Stratified Evaluation Offers Deeper Insights into LLM Performance and Guides Model Improvement
A recent research paper by Patrik Puchert, Poonam Poonam, Christian van Onzenoodt, and Timo Ropinski introduces LLMMaps, a novel visualization technique designed to evaluate the performance of Large Language Models (LLMs) in relation to question and answer (Q&A) datasets. LLMMaps aims to support a stratified evaluation, providing detailed insights into an LLM’s knowledge capabilities in different subfields and revealing areas where hallucinations are more likely to occur.
Traditionally, LLM performance evaluations report a single accuracy number for an entire knowledge field. This method, however, lacks transparency and does not effectively guide model improvement. LLMMaps addresses this issue by transforming Q&A datasets and LLM responses into an internal knowledge structure, offering a more granular view of model performance.
LLMMaps also features an extension for comparative visualization, allowing users to conduct detailed comparisons of multiple LLMs. The researchers used LLMMaps to analyze state-of-the-art models, including BLOOM, GPT-2, GPT-3, ChatGPT, and LLaMa-13B, and conducted two qualitative user evaluations.

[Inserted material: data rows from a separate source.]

Issue #8693, opened 2019-01-14
Allow BVA dispatch to return cases to Judges


lowellrex:
Board dispatch regularly needs to send cases back to judges for corrections. This ticket exists to present them with an option--[similar to the one members of the Quality Review team have](https://github.com/department-of-veterans-affairs/caseflow/issues/7462)--to send cases back to the signing judge.

## Acceptance criteria
* [x] Board dispatchers can select an option in the task actions dropdown on the case details page to send a case back to the signing judge. This option is called "Return to judge"
* [x] Board dispatchers can write a note with instructions about the task, so judges know what they need to do with it
* [x] When this task arrives in the judges queue, the task is called "Revise decision (BVA Dispatch)"

laurjpeterson:
With this github issue, judges will be able to distinguish these tasks from others.
https://github.com/department-of-veterans-affairs/caseflow/issues/8652

laurjpeterson:
@allyceh - based on your work with BVA dispatchers, do you have a suggestion for what this task is called? I have "Correct decision data" but maybe it should be more broad?

allyceh:
Assuming this task would be judge facing // appear in the judges queue, how about "Revise decision (BVA Dispatch)"? In our refreshed task naming ticket https://github.com/department-of-veterans-affairs/caseflow/issues/7508 , I proposed "Revise decision (quality review)" for when member of the QR team need judges to make a change. This task name would follow the same schema. 

For the action available to BVA Dispatch, I'm thinking "Return to judge" would be clear to them. Or, will BVA Dispatch use the "Assign to" option and include notes to the judge?

laurjpeterson:
I love it!

lomky:
Should this task then be able to have a corresponding Attorney subtask, or do Judges handle this directly?

lowellrex:
MEDIUM. Make sure we have adequate test coverage here since this is a new workflow in Queue for BVA Dispatchers. Will need to create a new task class (something like `JudgeDispatchReturnTask`) a la `JudgeQualityReviewTask`.

lowellrex:
> Should this task then be able to have a corresponding Attorney subtask, or do Judges handle this directly?

Yup! I think that makes sense!

lomky:
A couple questions @laurjpeterson. I provided `Quality Review`'s current behavior for reference.

 - Should these `Dispatch Return` tasks end up in the judge's Review pane or their Assign pane?
[...]

PR #10670, opened 2019-05-06
Allow Dispatch to Return Cases to the Judge

lomky:
This PR implements a new flow allowing BVA Dispatch users to return an Appeal to its Judge. The judge may then either act on the task or assign it on to an Attorney.

  - [x] New Judge task `JudgeDispatchReturnTask` or "Revise decision (BVA Dispatch)"
  - [x]  Judge can return task to the Attorney that worked on the decisions as an `AttorneyRewriteTask`

Working on #8693
 
### Description

### Acceptance Criteria
* [x] Board dispatchers can select an option in the task actions dropdown on the case details page to send a case back to the signing judge. This option is called "Return to judge"
* [x] Board dispatchers can write a note with instructions about the task, so judges know what they need to do with it
* [x] When this task arrives in the judges queue, the task is called "Revise decision (BVA Dispatch)"

### Testing Plan
1. Go to ...


app/models/queues/attorney_queue.rb
```diff
@@ -19,9 +19,9 @@ def tasks
       end
     end
 
-    caseflow_tasks = Task.includes(*task_includes).incomplete_or_recently_closed
-      .where(assigned_to: user, type: [AttorneyTask.name, AttorneyRewriteTask.name, QualityReviewTask.name])
-    (colocated_tasks_for_attorney_tasks + caseflow_tasks).flatten
+    caseflow_tasks_attorney = AttorneyTask.includes(*task_includes).incomplete_or_recently_closed
+    caseflow_tasks_quality_review = QualityReviewTask.includes(*task_includes).incomplete_or_recently_closed
+    (colocated_tasks_for_attorney_tasks + caseflow_tasks_attorney + caseflow_tasks_quality_review).flatten
```
lowellrex: Why do we need to define which types of tasks to return here? Can we do something like `user.tasks.includes(*task_includes).incomplete_or_recently_closed`? Is there some reason we want to exclude the judge tasks and generic tasks here? This isn't a change in behaviour, just something I noticed just now.

| count | type
---| ---
639 | AttorneyTask
73 | QualityReviewTask
57 | AttorneyRewriteTask
8 | JudgeDecisionReviewTask
5 | GenericTask
5 | JudgeAssignTask

https://caseflow-looker.va.gov/sql/fn4kwcwxgrq8t7

```sql
select count(*)
, tasks.type
from tasks
join organizations_users
  on organizations_users.user_id = tasks.assigned_to_id
join organizations
  on organizations.id = organizations_users.organization_id
where organizations.type = 'JudgeTeam'
  and organizations_users.admin = 'false'
  and tasks.assigned_to_type = 'User'
group by 2
order by 1 desc;
```

app/models/tasks/bva_dispatch_task.rb
```diff
@@ -5,6 +5,10 @@
 # This indicates that an appeal is decided and the appellant is about to be notified of the decision.
 
 class BvaDispatchTask < GenericTask
+  def available_actions(user)
+    super.unshift(Constants.TASK_ACTIONS.DISPATCH_RETURN_TO_JUDGE.to_h)
```
lowellrex: Will this give users who are not members of the `BvaDispatch` team the ability to return the task to the judge? The [default set of actions](https://github.com/department-of-veterans-affairs/caseflow/blob/003a610fcc6375324df17320ba9185e446fe137c/app/models/tasks/generic_task.rb#L62) for `GenericTask`s that are not assigned to the current user is an empty array, are we able to avoid adding this to that set of actions some other way?

app/workflows/complete_case_review.rb
```diff
@@ -31,7 +31,8 @@ def review_class
   def create_quality_review_task
     return if case_review.appeal.is_a?(LegacyAppeal) ||
               !case_review.is_a?(JudgeCaseReview) ||
-              case_review.task.parent.is_a?(QualityReviewTask)
+              case_review.task.parent.is_a?(QualityReviewTask) ||
+              case_review.task.parent.is_a?(BvaDispatchTask)
```
lowellrex: Can we add a comment to the code that explains why we are returning early here? I think we're doing this because we can end up posting to the `/case_reviews/:task_id/complete` endpoint after we've already created a QR or Dispatch task.

client/app/queue/QueueApp.jsx
```diff
@@ -333,7 +333,13 @@ class QueueApp extends React.PureComponent {
             path={`/queue/appeals/:appealId/tasks/:taskId/${TASK_ACTIONS.REASSIGN_TO_PERSON.value}`}
             render={this.routedReassignToUser} />
           <Route
-            path={`/queue/appeals/:appealId/tasks/:taskId/${TASK_ACTIONS.RETURN_TO_JUDGE.value}`}
+            path={`/queue/appeals/:appealId/tasks/:taskId/${TASK_ACTIONS.QR_RETURN_TO_JUDGE.value}`}
+            render={this.routedAssignToUser} />
+          <Route
+            path={`/queue/appeals/:appealId/tasks/:taskId/${TASK_ACTIONS.DISPATCH_RETURN_TO_JUDGE.value}`}
+            render={this.routedAssignToUser} />
```
lowellrex: Excellent re-use of this function!

app/models/tasks/bva_dispatch_task.rb
lomky: Will add in a check similar to how GenericTask does. 

Would we want to restrict the Return to Judge capability to just the assigned BvaDispatch user, or anyone in the BvaDispatch org?

app/models/queues/attorney_queue.rb
lomky: @laurjpeterson Can you think of any reason why a task of Judge*Task or GenericTask type that is assigned to an attorney _shouldn't_ show up in their queue?

app/models/tasks/bva_dispatch_task.rb
lowellrex: Good question! Will defer to @laurjpeterson on this one.

app/models/queues/attorney_queue.rb
laurjpeterson: Why would a GenericTask ever be put in an attorney's queue?

app/models/tasks/bva_dispatch_task.rb
laurjpeterson: let's allow the assigned dispatch user, and the dispatch team admin

app/models/queues/attorney_queue.rb
lomky: I don't know, but if it is assigned to them and in their queue, wouldn't it be better for them to see it than not?

laurjpeterson: i agree with you and lowell:

> I'm in favor of showing all task types for attorneys and then limiting them if we receive any complaints

spec/feature/queue/task_queue_spec.rb
```diff
@@ -633,6 +643,135 @@ def validate_pulac_cerullo_tasks_created(task_type, label)
...
+        OrganizationsUser.add_user_to_organization(FactoryBot.create(:user), Colocated.singleton)
+      end
+
+      it "should display an option of Ready for Dispatch" do
+        expect(bva_dispatch_person_task.reload.status).to eq(Constants.TASK_STATUSES.on_hold)
+
+        find(".Select-control", text: "Select an action…").click
+        find("div", class: "Select-option", text: Constants.TASK_ACTIONS.JUDGE_AMA_CHECKOUT.label).click
+
+        expect(page).to have_content("Add decisions")
```
lowellrex: Let's use COPY.json where we can. `COPY::DECISION_ISSUE_PAGE_TITLE` should work here.

spec/feature/queue/task_queue_spec.rb
```diff
@@ -633,6 +643,135 @@ def validate_pulac_cerullo_tasks_created(task_type, label)
...
+        visit("/queue/appeals/#{appeal.external_id}")
+
+        # Add a user to the Colocated team so the task assignment will suceed.
+        OrganizationsUser.add_user_to_organization(FactoryBot.create(:user), Colocated.singleton)
+      end
+
+      it "should display an option of Ready for Dispatch" do
+        expect(bva_dispatch_person_task.reload.status).to eq(Constants.TASK_STATUSES.on_hold)
+
+        find(".Select-control", text: "Select an action…").click
```
lowellrex: `COPY::TASK_ACTION_DROPDOWN_BOX_LABEL`

spec/feature/queue/task_queue_spec.rb
```diff
@@ -633,6 +643,135 @@ def validate_pulac_cerullo_tasks_created(task_type, label)
...
+        click_on "Continue"
+
+        expect(page).to have_content(COPY::JUDGE_CHECKOUT_DISPATCH_SUCCESS_MESSAGE_TITLE % appeal.veteran_full_name)
+
+        expect(judge_task.reload.status).to eq(Constants.TASK_STATUSES.completed)
+        expect(bva_dispatch_person_task.reload.status).to eq(Constants.TASK_STATUSES.assigned)
+      end
+
+      it "should display an option to Return to Attorney" do
+        click_dropdown(prompt: "Select an action", text: "Return to attorney")
```
lowellrex: Maybe we can use `COPY::TASK_ACTION_DROPDOWN_BOX_LABEL` and `Constants.TASK_ACTIONS.JUDGE_QR_RETURN_TO_ATTORNEY.label` here?

spec/feature/queue/task_queue_spec.rb
```diff
@@ -633,6 +643,135 @@ def validate_pulac_cerullo_tasks_created(task_type, label)
...
+        expect(dropdown_selected_value(find(".cf-modal-body"))).to eq attorney_user.full_name
+        fill_in "taskInstructions", with: "Please fix this"
+
+        click_on "Submit"
```
lowellrex: `COPY::MODAL_SUBMIT_BUTTON`

spec/feature/queue/task_queue_spec.rb
```diff
@@ -633,6 +643,135 @@ def validate_pulac_cerullo_tasks_created(task_type, label)
...
+
+        expect(page).to have_content("Task assigned to #{attorney_user.full_name}")
```
lowellrex: `expect(page).to have_content(ASSIGN_TASK_SUCCESS_MESSAGE % attorney_user.full_name)`

spec/feature/queue/task_queue_spec.rb
lowellrex: `JUDGE_DISPATCH_RETURN_TO_ATTORNEY` rather.

spec/feature/queue/task_queue_spec.rb
```diff
@@ -633,6 +643,135 @@ def validate_pulac_cerullo_tasks_created(task_type, label)
...
+
+        expect(judge_task.reload.status).to eq(Constants.TASK_STATUSES.on_hold)
+        expect(judge_task.children.first).to be_a(AttorneyDispatchReturnTask)
+        expect(judge_task.children.first.status).to eq(Constants.TASK_STATUSES.assigned)
```
lowellrex: Can we do an end to end test here (can be in a new file and [use `step()`](https://github.com/department-of-veterans-affairs/caseflow/blob/13a2cebc4e244cd475160c0b72030ad5a23598dc/spec/support/feature_helper.rb#L57))?

* Task in BVA dispatch user's queue
* Sends task to judge
* Judge sends it to attorney
* Attorney goes through checkout
* Judge goes through checkout
* Case is actionable in BVA dispatcher's queue and case details page has case timeline that reflects the above tasks have been completed.

If we'd like to get this PR merged and write a ticket to add the test coverage above in a different PR, that makes sense too.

One example provided in the paper shows LLMMaps being used to evaluate ChatGPT’s knowledge capability on PubMedQA, a Q&A dataset containing 997 biomedical research questions. The visualization depicts performance per subfield, including accuracy, the number of questions per subfield, average difficulty level, response time, and hallucination score. The performance is also stratified according to Bloom’s learning dimension hierarchy.
By providing a more comprehensive evaluation method, LLMMaps has the potential to significantly impact the development and improvement of LLMs. The source code and data for generating LLMMaps will be made available on GitHub for use in scientific publications and other applications.